Natco and its US-based marketing partner Mylan are fighting Teva Pharmaceutical Industries over a generic version of the latters blockbuster drug Copaxone used to treat multiple sclerosis. In February, Teva launched a 40 mg three-times-a-week version of the drug, replacing the once-daily 20 mg formulation, by the end of May.
Mylan was expecting approval for the generic version in May but with the courts agreeing to hear Tevas appeal on the validity of the Copaxone patent, it can only do so at risk.
Lupin received a jolt when the US-based Warner Chilcott launched the oral contraceptive pill Lo Loestrin 24 Fe, with comparatively lower levels of estrogen to replace the earlier version that was set to lose patent protection in July 2014. This product now goes off-patent only in February 2029, according to a class-action lawsuit launched against Chilcott.

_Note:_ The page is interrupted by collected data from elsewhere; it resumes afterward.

PR #329, opened 2025-04-17
tests: migrate to scenario 7

james-garner-canonical:
## Issue

Currently, `altertmanager-k8s-operator` specifies `scenario<7` for testing, due to breaking changes in the scenario 7 release. Charm Tech noticed this because we run this charm's unit tests in our CI against the latest versions of `ops` and `ops-scenario` in our CI to help us avoid breaking changes.

## Solution

This PR makes the minimal changes necessary to the unit tests to work with scenario 7, moving the tests in the separate `scenario` directory to the `unit` directory. It changes the dependency from `scenario<7` to `ops[testing]`. `ops[testing]` shouldn't use a qualifier since it is now released in lockstep with `ops`. After making this change, the dependencies have been re-locked via `tox -e lock`.

## Context

I'm not sure why making these changes requires us to mock more calls with `Exec` than there were originally. See comments below on specific lines -- hopefully these aren't problematic.

## Testing Instructions

Unit tests pass -- the same number of tests pass / skip / xfail now with `tox -e unit` as did on `main` with `tox -e unit -- tests/scenario`. There are now significantly more warnings though. There are some small changes in coverage, with total coverage going up slightly (~1%).

I'm also not sure why the `Check libraries` CI check is failing -- I assumed it was just failing on my fork.

## Upgrade Notes

There are a few small changes we'd recommend going forward, but which we left out of this PR to keep the diff down as they're more stylistic:
- pass sets to containers, relations, etc, rather than lists
- you should be able to avoid giving relations explicit IDs now
- consider `from ops import testing`, and then `testing.Relation` etc

### DIFF
--- a/uv.lock
+++ b/uv.lock
@@ -1,4 +1,5 @@
 version = 1
+revision = 1
 requires-python = ">=3.8, <4"
 resolution-markers = [
     "python_full_version >= '3.11'",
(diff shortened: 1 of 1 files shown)


tests/unit/helpers.py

In January 2014, the US district court of New Jersey upheld Chilcotts patent of the new Loestrin. While Lupin had agreed not to launch a generic before the patent expiry, it is unlikely to gain market share since patients may not switch to a generic version.
In another instance, Chilcott had entered into a settlement with Lupin for Asacol, a treatment for a type of inflammatory bowel disease. However, in March 2013, the US company replaced Asacol with Delzicol and discontinued the former drug.
Warner Chilcott has successfully managed to switch about 100% Rx to new variants in case of two of its brands i.e. Asacol and Loestrin Fe. This has been a negative surprise for Lupin, which planned to launch Loestrin Fe in July 2014 and had a settlement to launch Asacol authorised generic, IDFC Institutional Equities director (equity research) Nitin Agarwal observed. Warner Chilcott was acquired by Actavis in 2013.
Both companies had taken a leaf out of Abbott Laboratories book. Abbott launched Tricor, generically known as fenofibrate in 1998, almost five years after US Food and Drug Administration gave its approval in 1993.
In November 2000, Novopharm USA which was later acquired by Teva filed an ANDA for approval of a generic version of Tricor.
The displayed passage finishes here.